After casting his vision for theocracy, Shea sets the terms for negotiating with anyone who resists: “Make an offer of Peace before declaring war. Not a negotiation or compromise of righteousness. Must surrender on terms of justice and righteousness: 1. Stop all abortions; 2. No same-sex marriage; 3. No idolatry or occultism; 4. No communism; and 5. Must obey Biblical law. If they yield—must pay share of work or taxes. If they do not yield—kill all males.”Bradley Onishi, Preparing for War, p. 208
(Even though Shea was removed from the State House when these documents came to light, now, of course, he’s a pastor.)
This language from Shea shows that when people like Brad Onishi use language like “Preparing for war,” it is not to be hyperbolic. It would be easy for the uninitiated to think it’s alarmist to use this language and that it is a bold claim to make without evidence. However, not only is there ample evidence (just look at the photos and videos of January 6th), but books like Preparing for War and others like it demonstrate in logical and meticulous detail how religious extremists and power-hungry authoritarians have for 70 years convinced populations terrified of losing their privilege to tear down the wall between church and state brick by brick.
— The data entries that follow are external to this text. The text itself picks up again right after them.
Issue #888, opened 2024-09-09
Investigate performance improvements for datapoint normalization


dashpole:
From a customer's profiler of their production workload, NormalizeXXX functions in https://github.com/GoogleCloudPlatform/opentelemetry-operations-go/blob/main/exporter/collector/internal/normalization/standard_normalizer.go account for a good chunk of the memory usage of the collector exporter.

There are benchmarks for these functions in https://github.com/GoogleCloudPlatform/opentelemetry-operations-go/blob/main/exporter/collector/internal/normalization/benchmark_test.go

Most of the memory usage comes from our use of CopyTo for data points.  We do that because our exporter is marked as non-mutating.  Maybe there is an alternative way of storing what we need so we can keep less data around.

PR #890, opened 2024-09-09
Optimize normalization caching and copying

dashpole:
Fixes https://github.com/GoogleCloudPlatform/opentelemetry-operations-go/issues/888

### Changes

This avoids creating new cached elements, updates existing cached datapoints if they are already there, and only copies the required fields into the cache.  In particular, not storing attributes lowers memory usage significantly. The benchmark difference is:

Scholars are not telling us this so that we can sit back in numb terror and wait for democracy to fall, for the United States to become like China or Russia. They tell us this because if we know the signs, we can fight the tide of Christian Nationalism. No matter how many lies fascists tell and how many tools they have in their belts, there simply are not as many of them as there are of us who believe in religious pluralism and in things like abortion rights and trans liberation. When we show up en masse like we did in 2020, and make it known that the United States is a nation of all beliefs, we are heard. We can take the country back—not, as the Christian Nationalists say, “for God,” but for all of us.